当键“ 0”被填充时,最终值不同于单个键填充时的值
{0: (0, 0), 1: (1, 0), 2: (2, 0), 3: (3, 0), 4: (4, 0),
5: (5, 0), 6: (6, 0), 7: (7, 0), 8: (8, 0), 9: (9, 0),
10: (10, 0), 11: (11, 0), 12: (12, 0)
等;一旦外部while循环完全完成,这些值就会更改。他们变成:
{0: (0, 0), 1: (0, 0), 2: (-1, 0), 3: (-2, 0), 4: (-3, 0),
5: (-4, 0), 6: (-5, 0), 7: (-6, 0), 8: (-7, 0), 9: (-8, 0),
10: (-9, 0), 11: (-10, 0), 12: (-11, 0)
我不知道为什么。任何帮助深表感谢。您可以取消注释打印语句以供参考。
代码:
import numpy as np
from math import cos,sin,pi
ANGLE_ACCURACY = 0.5
noOfAnglesLimit = (360.0/ANGLE_ACCURACY)*0.5
angle = 0
polarLut = dict()
inner = dict()
while angle<noOfAnglesLimit:
theta = (pi/180.0)*(angle*ANGLE_ACCURACY)
radius = 0
while radius<=200:
x = int(float(radius)*cos(theta)+0.5)
y = int(float(radius)*sin(theta)+0.5)
inner[radius] = (x,y)
radius+=1
polarLut[angle] = inner
#print(polarLut)
angle+=1
import json
with open('file.txt', 'w') as file:
file.write(json.dumps(polarLut))
答案 0 :(得分:3)
您只有一个inner字典,您将其分配给polarLut字典的所有值,然后再次为下一个angle对其进行修改。
您想要的东西
polarLut = dict()
while angle < noOfAnglesLimit:
theta = (pi / 180.0) * (
angle * ANGLE_ACCURACY
)
inner = dict()
radius = 0
while radius <= 200:
x = int(float(radius) * cos(theta) + 0.5)

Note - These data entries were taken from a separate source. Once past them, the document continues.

PR #706, opened 2021-02-21
Build GH Action Build matching Azure DevOps Pipeline

christophwille:
I have not matched https://github.com/icsharpcode/CodeConverter/blob/master/azure-pipelines.yml#L57 (necessary???)

First run artifacts:

https://github.com/icsharpcode/CodeConverter/actions/runs/586676519#artifacts

Note that GH re-zips automatically for download (no way around this behavior) and that artifacts can be downloaded only when you are logged in to GH.

Build passing badge can be built for master/succeeded once merged. TODO after merge: delete azure-pipelines.yml & pipeline on Azure DevOps.

Please squash-merge.

### DIFF
--- a/.github/workflows/dotnet.yml
+++ b/.github/workflows/dotnet.yml
@@ -11,7 +11,7 @@ jobs:
     runs-on: windows-latest
     
     env:
-      CC_BUILD_VERSION: '8.2.2.${{ env.Project_Path }}'
+      BuildVersion: '8.2.2.${{ env.Project_Path }}'
 
     steps:
     - uses: actions/checkout@v2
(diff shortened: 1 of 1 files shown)


GrahamTheCoder:
Looks good. Just the code conv tool nuget package missing that I can see. The runsettings from the line mentioned just set up the code coverage to be a vaguely useful number so we can see if things are going down hill (not that I've ever really checked it)

christophwille:
https://github.com/icsharpcode/CodeConverter/blob/master/azure-pipelines.yml#L62 ah, that mislead me into thinking it wasn't packed and wouldn't need to be collected. Wrong.

screenshot from Azure DevOps

christophwille:
Now we got all three: https://github.com/icsharpcode/CodeConverter/actions/runs/588190266#artifacts

GrahamTheCoder:
@christophwille Before I delve into it, any guesses on why this is having issues now: https://github.com/icsharpcode/CodeConverter/runs/2264078251

christophwille:
That one issue we already ran into with ILSpy; however, the restore problem... I don't know (yet; and I am not sure if it is really 100% a gh actions issue).

GrahamTheCoder:
Thanks that's definitely helped. I think the remaining issue is now because vs isn't on the machine anymore, or the wrong version

christophwille:
VS is on the machine, but it is now 16.9 (it was 16.8 previously - given the messages in the actions log something did change)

y = int(float(radius) * sin(theta) + 0.5)
inner[radius] = (x, y)
radius += 1
polarLut[angle] = inner
angle += 1
相反。
此外,我建议改用for angle in range(noOfAnglesLimit),它更像Python。
答案 1 :(得分:1)
您始终在polarLut中存储相同的词典,因此所有条目都指向相同的原始inner。
在您的while循环内移动inner的声明。